「あんた、いい顔してるねぇ!」と、その男は唸るように言いながら近づき一枚の紙片を僕に渡した。「前の駅から乗ったんだが、向かいに座ったんで描かせてもらったんだ。あんたにあげるよ」。そう言うと、ちょうど到着した駅でさっさと降りて行ってしまった。あわてて追いかけたが、帰宅ラッシュの人並みに紛れて見失ってしまった。15年ほど前の常磐線松戸駅での出来事だ。

 状況を考えると、その一辺が15cm程度の紙に赤茶色のコンテを使って荒々しいタッチで描かれているのはどうやら僕の顔のようだ。
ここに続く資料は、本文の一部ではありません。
Issue #26, opened 2017-10-19
Liquid within comment executes


jeremycook:
Should Liquid within a comment still execute or should a comment prevent execution? For Shopify's implementation, code will not execute:

> comment
> Allows you to leave un-rendered code inside a Liquid template. Any text within the opening and closing comment blocks will not be output, and any Liquid code within will not be executed. https://help.shopify.com/themes/liquid/tags/theme-tags#comment

Fluid example:

    {% comment %}
    I don't get printed but this code is executed. That is, `programs` is assigned a value, and all that.
    {% assign programs = '[ {"id": 1, "iconUrl": "http://lorempixel.com/output/animals-q-c-640-480-3.jpg", "title": "One" } ]' | parse %}
    {% endcomment %}

sebastienros:
If it's executing then I assume it's a bug.

hishamco:
I can verify that `Include` tag is the only tag I ever seen that been executed inside the comment statement, I'm working on this now ..

PR #34, opened 2017-10-29
Liquid within comment should not be executed

hishamco:
Address issue #26

### DIFF
--- a/Fluid.Tests/IncludeStatementTests.cs
+++ b/Fluid.Tests/IncludeStatementTests.cs
@@ -84,7 +84,8 @@ namespace Fluid.Tests
 
             public IChangeToken Watch(string filter)
             {
-                throw new NotImplementedException();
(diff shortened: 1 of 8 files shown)


sebastienros:
Why is Include the only tag that behaves like this. Sounds like an issue with this tag.

hishamco:
This is the workaround that I come up with, that main reason behind this, because the `include` called `TryParse()` for the partial after the `{% endcomment %}` has been closed

Refer to [this](https://github.com/sebastienros/fluid/pull/29/files#diff-9de51dea2a4e6978c5be0829c3c9a06bR62)

hishamco:
IMHO workaround is acceptable, until we find a better way

sebastienros:
Can't be accepted as a workaround as it's not an issue for include tags only.

hishamco:
I saw this issue occurs only for `include` tag!!

PR #35, opened 2017-10-30
Ignore tags in raw and comment blocks

### LINKED ISSUE #26: Liquid within comment executes

sebastienros:
Fixes #26

### DIFF
--- a/Fluid.Tests/ParserTests.cs
+++ b/Fluid.Tests/ParserTests.cs
@@ -118,6 +118,16 @@ namespace Fluid.Tests
         }
 
         [Fact]
+        public void ShouldParseRawWithBlocks()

裏には表情の特徴をうまく捉えた別の人の似顔絵が全く違う柔らかいタッチで2つ描かれていた。

 その日、僕は会社の製品に不具合が見つかり、我孫子のお客さんのところに出向いて朝からお詫びと検品に追われた帰りだった。精神的にも肉体的にもへとへとに疲れていて、さぞ深刻な顔をしていたに違いない。だが、少なくとも彼に取っては、その時の僕の表情はネガティブなものではなかったようだ。
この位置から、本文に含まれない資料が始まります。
Issue #36, opened 2017-10-31
Include Tag Perf


hishamco:
IMHO we need to cache parsing the included template instead of parse it each time

PR #37, opened 2017-10-31
Cache included liquid templates

hishamco:
Address issue #36

### DIFF
--- a/Fluid/Ast/IncludeStatement.cs
+++ b/Fluid/Ast/IncludeStatement.cs
@@ -3,11 +3,15 @@ using System.Collections.Generic;
 using System.IO;
 using System.Text.Encodings.Web;
 using System.Threading.Tasks;
+using Microsoft.Extensions.Caching.Memory;
+using Microsoft.Extensions.FileProviders;
 
 namespace Fluid.Ast
 {
     public class IncludeStatement : Statement
     {
+        private static readonly IMemoryCache _memoryCache = new MemoryCache(new MemoryCacheOptions());
+
         /// <summary>
         /// Override <see cref="IFluidParserFactory"/> used by a <see cref="TemplateContext"/>
         /// by setting an ambient value with a key matching the value of the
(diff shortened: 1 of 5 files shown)


hishamco:
I can ride off a lot of code by introducing:
```csharp
private class FluidViewTemplate : BaseFluidTemplate<FluidViewTemplate>
{

}
```
/cc @sebastienros

Fluid/Ast/IncludeStatement.cs
```diff
@@ -56,38 +60,56 @@ public IncludeStatement(Expression path, Expression with = null, IList<AssignSta
...
 
             return Completion.Normal;
         }
 
+        private static IFluidTemplate ParseTemplate(string path, IFileProvider fileProvider, TemplateContext context)
+        {
+            return _memoryCache.GetOrCreate(path, entry =>
+            {
+                var fileInfo = fileProvider.GetFileInfo(path);
+                entry.SlidingExpiration = TimeSpan.FromHours(1);
```
sebastienros: Static value.

hishamco: We can introduce an option to control this for both included templates and other liquid templates if it's needed

sebastienros: We could but we need to enforce there is one for security reasons. If you can make it an option too then good.

hishamco: Ok

hishamco:
The `CacheOption` for `FluidMvcViewEngine` is straightforward, I don't wanna include tag rely on the `FluidMvcViewEngine` options, coz may someone use is Fluid without `FluidMvcViewEngine`

Any idea @sebastienros ?

sebastienros:
Then don't make it an option.

hishamco:
So can I simplify the parsing using:
```csharp
private class FluidViewTemplate : BaseFluidTemplate<FluidViewTemplate>
{

}
```
or leave it as its

sebastienros:
I don't understand the relationship with this PR and FluidViewTemplate already inherits from it. Why make it private then?

hishamco:
Just an accessor, I wanna call `FluidViewTemplate.TryParse` instead of creating a new parser instance, like [this](https://github.com/sebastienros/fluid/blob/dev/Fluid/Ast/IncludeStatement.cs#L91-L115)

sebastienros:
`CreateParser` is cheap, use it, and remove the `else` cases: https://github.com/sebastienros/fluid/blob/dev/Fluid/Ast/IncludeStatement.cs#L97

hishamco:
I can't remove it because it will not compile, anyhow we can use the available `CreateParser()` without introducing something else

sebastienros:
> I can't remove it because it will not compile 

If I remove it and the tests pass will you trust me ?

hishamco:
If is that what's the need to relay on FluidParserFactoryKey?

hishamco:
Hope you will like the last change that I made

sebastienros:
If Include can be used outside of FluidMvc (which I assume is the case) then the template can be of any type (as it's customizable) hence you can use a specific type, and need to use whatever is passed in the ambient values. And not use this class anywhere in the statements.

PR #38, opened 2017-11-05
Update MiscFilters.cs

jtkech:
Maybe intended but i don't think so.


hishamco:
Nice catch

jtkech:
Sébastien makes copy paste too fast ;)

sebastienros:
Is there a bug because of that? I would have thought I'd done a test for each.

 人の顔は、目や鼻、耳と言った主要なセンサーが集まっているが、同時にその表情によって相手に自分の意思を伝える役割も担っている。相手を観察する目つきや仕草自体が、自分の表情となって相手に伝わる。一説によれば、人間の目に他の動物にはない白目部分があるのは、微妙な心情を伝えるために進化した結果だという。目元や口元の表情のほんのわずかな違いでも、相手に及ぼす影響は大きく変わってくる。

 そうした相手の反応は、反作用として自分に還ってくる。自分の表情一つで相手の気持ちを捉えたり、あるいは反感を買ったりもするのである。そうした相手の反応は無意識のうちに記憶に蓄えられ、それが自分の表情を次第に変えていくことになる。人の顔は決して持って生まれたものではなく、永年のコミュニケーションを通じて次第に造り上げられたものなのだ。顔にはその人がそれまで歩んできた人生が凝縮されていると言ってもよい。
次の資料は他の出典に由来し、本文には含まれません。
PR #755, opened 2025-02-12
ParentesesAfterFunctionName -> ParenthesesAfterFunctionName

hishamco:


sebastienros:
That should have broken something if it was used.

hishamco:
I will deprecate the old then

FYI I remembered there are many things broken over time without releasing a major release

PR #777, opened 2025-04-09
Ensure `ObjectValue.ToStringValue()` doesn’t return `null`

JanRomero:
Since [`ToString()` can return `null`](https://github.com/dotnet/coreclr/pull/23466), we must guard against this to prevent an `ArgumentNullException` later in `WriteToAsync()` when the string value gets encoded.

### DIFF
--- a/Fluid/Values/ObjectValueBase.cs
+++ b/Fluid/Values/ObjectValueBase.cs
@@ -177,7 +177,7 @@ namespace Fluid.Values
 
         public override string ToStringValue()
         {
-            return Convert.ToString(Value);
+            return Convert.ToString(Value) ?? "";
         }
 
         public override object ToObjectValue()


sebastienros:
Can you provide an example that would trigger such exception in a template?

JanRomero:
@sebastienros sure, this may be contrived but this’ll do it:

```csharp
public record struct MyModel(string Title, string? Value)
{
    public override string? ToString() => Value;
}
```

```csharp
var template = fluidParser.Parse("""
        Title: {{MyItem.Title}}
        Value: {{MyItem}}        
        """);

var dict = new Dictionary<string, object>() { ["MyItem"] = new MyModel() };

template.Render(new TemplateContext(dict)); //System.ArgumentNullException: "Value cannot be null. Arg_ParamName_Name"
```

Visual Studio will actually generate `string? ToString()` if nullable types are enabled for the project.

sebastienros:
I decided to accept null values but handle them, there might be other places that already return these.

https://github.com/sebastienros/fluid/pull/842

PR #778, opened 2025-04-09
Trigger “default” filter when value would result in empty output after `ToStringValue()`

JanRomero:
I have some model items that go like this, so they result in their value when they’re tagged without specifying a property:

```csharp
public class MyModel
{
    public string Value = "";
    public string Description = "Something something";
    public override string ToString() => this.Value;
}
```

 僕の机の前には、ある美術展で買ったレオナルド・ダ・ヴィンチの素描のポストカードが貼ってある。額が禿げ上がった晩年のダ・ヴィンチの自画像だ。目の下はたるみ、額には深い皺が刻まれ、そこにはもはや若かりし頃の颯爽とした天才の姿はない。だが、この絵はいつまで見ていても飽きる事がないのだ。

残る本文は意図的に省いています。